Lentamente, Khardan levantó la mano con la moneda entre el índice y el pulgar. Captando el destello del dinero, el mono corrió hacia él y se puso a dar saltos en el polvo a su alrededor, a los pies de Khardan, chillando enloquecidamente y batiendo palmas con sus diminutas manos para indicar que el nómada había de arrojar la moneda.

—No, no, pequeño —dijo Khardan sacudiendo la cabeza y hablando con el mono aunque sus ojos estaban en realidad puestos en su amo—. Tienes que venir tú y cogerla.

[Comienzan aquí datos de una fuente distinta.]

PR #1746, opened 2020-04-09
Don't allow mixed-style records for using expressions

TimWSpence:
Previously it was valid to write

import XXX using [ { header = "foo", mapValue = "bar" } ]
or
import XXX using [ { mapKey = "foo", value = "bar" } ]

whereas only

import XXX using [ { header = "foo", value = "bar" } ]
or
import XXX using [ { mapKey = "foo", mapValue = "bar" } ]

should be allowed

### DIFF
--- a/dhall/src/Dhall/Import.hs
+++ b/dhall/src/Dhall/Import.hs
@@ -138,7 +138,7 @@ module Dhall.Import (
     , HashMismatch(..)
     ) where
 
-import Control.Applicative (Alternative(..))
+import Control.Applicative (Alternative(..), liftA2)
 import Control.Exception (Exception, SomeException, IOException, toException)
 import Control.Monad (when)
 import Control.Monad.Catch (throwM, MonadCatch(catch), handle)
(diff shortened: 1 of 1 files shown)


TimWSpence:
@Gabriel439 as we discussed in https://discourse.dhall-lang.org/t/valid-expressions-for-using-headers/205/3

However, I checked and the mixed style is actually rejected by the type checker. I think this code more reflects the intention but it's probably not strictly necessary due to the type checker doing the work so not offended if you don't want to bother merging!

TimWSpence:
Also, I wasn't sure if you wanted me to add any failure tests to dhall-lang for it?

TimWSpence:
Thanks @Gabriel439 !!! It's a bank holiday here so I'll probably be occupied entertaining the family but will look into the tests and merge early next week

Gabriel439:
@TimWSpence: Actually, it looks like the mixed-style was actually correctly forbidden before, albeit at a downstream step here:

https://github.com/dhall-lang/dhall-haskell/blob/b54787ecbd4a4e2ef3516344da9655aace327566/dhall/src/Dhall/Import.hs#L950-L961

I ran into this when trying to write a regression test and found that the Haskell implementation was actually rejecting it properly:

```
$ dhall <<< 'https://example.com using [ { mapKey = "X-Foo", value = "Foo" } ] as Text'

…
{ - mapValue : …
, + value : …
, …
}

1│                           [ { mapKey = "X-Foo", value = "Foo" } ] : List { mapKey : Text, mapValue : Text }

(stdin):1:27

1│ https://example.com using [ { mapKey = "X-Foo", value = "Foo" } ] as Text

(stdin):1:1
```

However, I still think this is a good change regardless, so I'll go ahead and merge this in without the regression test.

TimWSpence:
👍 thanks @Gabriel439 !

Gabriel439:
@TimWSpence: You're welcome! 🙂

El amo del mono dijo una palabra y, para gran asombro del califa, el mono brincó sobre sus vestiduras y trepó al cuerpo del nómada como si se tratase de alguna especie de palmera datilera. Corriendo a lo largo de su brazo, el mono arrancó limpiamente la moneda de los dedos de Khardan y, entonces, dio una vuelta de campana hacia atrás para ir a caer de pie sobre la carretera. Aquellos que, entre la multitud, habían presenciado la hazaña aplaudieron y se rieron a costa del nómada.

El rostro de Khardan se puso rojo, y a punto estaba de obligar a hacer unas cuantas cabriolas al dueño del animal cuando oyó un extraño sonido detrás de él. Volviéndose, lanzó una furiosa mirada a Mateo.

—Lo siento, Khardan —murmuró el joven desde detrás de su velo, ahogando una risilla y con los ojos danzando de hilaridad—. No he podido evitarlo.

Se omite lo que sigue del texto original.